*Available data*
== Segment start ==

PR #1194, opened 2020-07-01
Add fauxrep to API for fake sealing.

porcuquine:
This PR adds a new API function, `fauxrep`, which allows fake sealing for testing purposes. `fauxrep` takes a `PoRepConfig`, a replica path, and a cache path — and returns a new, random-but-valid `CommR` and writes all artifacts needed to legitimately pass PoSt. No PoRep is performed, and no proof is returned. If `FIL_PROOFS_USE_GPU_TREE_BUILDER` is set, the replica tree will be built on GPU.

== Segment end ==

Type the whole listing again, unaltered.

*The completed task*
PR #1194, opened 2020-07-01
Add fauxrep to API for fake sealing.

porcuquine:
This PR adds a new API function, `fauxrep`, which allows fake sealing for testing purposes. `fauxrep` takes a `PoRepConfig`, a replica path, and a cache path — and returns a new, random-but-valid `CommR` and writes all artifacts needed to legitimately pass PoSt. No PoRep is performed, and no proof is returned. If `FIL_PROOFS_USE_GPU_TREE_BUILDER` is set, the replica tree will be built on GPU.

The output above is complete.